Grâce à son inventivité ainsi que ses connaissances techniques dans la faïencerie Paul va faire connaitre un essor fulgurant à la petite entreprise “Fabry Utzschneider et compagnie”. Pour cela il sera aidé par le blocus de l’Angleterre qui à cette époque est le premier fournisseur d’Europe.

En 1812, l’usine compte 160 ouvriers et 7 fours à bois. C’est aussi à cette période que la production des grès polis commence. Le grès polis imite les pierres dures ou colorées qui égalent ceux produits par Wedgwood.

C’est également sous la direction de Paul Utzschneider que les nouvelles terres apparaissent comme la terre carmélite tellement fine que l’on appellera « porcelaine rouge » de Sarreguemines. La terre d’Egypte (un grès brun très fin) et la terre de Naples (jaune). En 1828, la faïencerie produit ses tout premiers décors imprimés à partir de gravures sur cuivre. Cela connaitra un fort succès.

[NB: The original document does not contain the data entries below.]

PR #586, opened 2020-03-26
Refinements: travel time for origin and destination on same edge, adjustable web Mercator zoom level

### LINKED ISSUE #287: Origin and destination linked to same edge does not work
Consider a case where there is a long edge with no intersections. In analysis, placing the origin on this edge will create a sample that is linked to the ends of that edge. Reaching any destinations along that edge will require the router to walk to the end of the edge and back, causing an unrealistic drop in accessibility in the middle of the edge, as evidenced by the isochrone below:

image

ansoncfit:
Fixes #287

Consider an origin O and destination D linked to edge W-Z at split points X and Y:
```   
    O   D
    |   |    
W---X---Y-----Z
```
Previously, the travel time from O to D calculated by R5 would be too long, because it included required travel to one end of the edge (O-X-W-X-Y-D).  The change in this PR passes the origin split to LinkedPointSet::eval, allowing the calculation of the correct time (O-X-Y-D).

For analyses with cumulative-opportunity cutoffs shorter than the time to traverse an edge, and for analyses that use decay functions, this change will increase accessibility relative to past versions of R5.

### DIFF
--- a/src/main/java/com/conveyal/r5/analyst/LinkageCache.java
+++ b/src/main/java/com/conveyal/r5/analyst/LinkageCache.java
@@ -95,7 +95,7 @@ public class LinkageCache {
                             key.streetLayer,
                             key.streetMode
                     );
-                    if (basePointSetLinkage != null) {
+                    if (basePointSetLinkage != null && basePointSet.zoom == keyPointSet.zoom) {
                         LOG.info("Cutting linkage for {} out of existing linkage for {}.", keyPointSet, basePointSet);
                         return new LinkedPointSet(basePointSetLinkage, keyPointSet);
                     }
--- a/src/main/java/com/conveyal/r5/analyst/NetworkPreloader.java
+++ b/src/main/java/com/conveyal/r5/analyst/NetworkPreloader.java
@@ -167,19 +167,7 @@ public class NetworkPreloader extends AsyncLoader<NetworkPreloader.Key, Transpor
             // Egress modes must be tracked independently since we need to build EgressDistanceTables for those.
             this.allModes = LegMode.toStreetModeSet(task.directModes, task.accessModes, task.egressModes);
             this.egressModes = LegMode.toStreetModeSet(task.egressModes);
-
-            if (task.isHighPriority() || task.makeTauiSite) {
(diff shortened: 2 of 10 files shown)


ansoncfit:
Pedestrian routing using the previous R5 release made it to the ends of this segment of Mullholland Dr in 10 minutes, but not back to intermediate points
image

The first commit of this PR allows a pedestrian to access intermediate points without first going to the end vertices (fixing #287). But at zoom = 9, all of the destination cells along this segment are linked to other nearby streets, so the result is the same as above.

At zoom = 11, results are closer to expectations
image

There's still a "break" in the isochrones southeast of the origin along Mullholland, where cells are linked to other streets.  That's probably fine for accessibility calculations -- in this case, it would be correct to link destinations at these cells to those other streets.

For good measure, zoom = 12:
image


Two additional comments:
- Because WebMercatorExtents includes a zoom field, and the extents are part of the NetworkPreloader Key, enabling non-default zoom levels ended up being easier than expected. A network can be serialized with a base linkage at the default zoom, and linkages for other zoom levels will be created on the fly as requested.
- While "Johnny Depp" may be a relevant point of interest in the Hollywood Hills (see screenshots above), I adjusted our basemap poi filter to be a bit more selective (schools, hospitals, museums, sports complexes... excluding general "tourist attractions")

abyrd:
Discussing now on the phone: the tricky part is going to be the opportunity dataset changes, which could involve some straightforward but wordy coordinate conversions that will need heavy testing. Currently we do accessibility computations separately in the UI and backend, but are planning to do them entirely on the backend to allow for distance decay functions. Variable zoom level is another reason to do all these computations in one place, on the backend only.
However @ansoncfit points out that once we have resource management in place and opportunity source files are retained, we can just ask the user to re-generate the opportunity grids at the desired zoom level, and only allow combining data at the same zoom.

ansoncfit:
Note that for isochrone display, no corresponding front-end changes are needed because it already reads the zoom from the travel time surface's header (https://github.com/conveyal/analysis-ui/blob/0b98fa6d24cc344a2e1c4948a3fed7c1fcdb9249/lib/actions/analysis/parse-times-data.js#L30).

En 1836, il confie la direction de la faïencerie à son gendre, le baron Alexandre de Geiger. La manufacture à ce moment compte 300 ouvriers, 3 moulins et 7 fours. Les fours utilisent désormais la houille combustible car la houille est bien plus performante que le bois. L’usine a depuis son début beaucoup évoluer. Paul Utzschneider était vraiment inventif et plein d’idée pour faire grandir sa faïencerie. Son action à la tête de l’entreprise et ses créations lui vaudront la Légion d’Honneur en 1819 et de nombreux prix aux expositions nationales et régionales.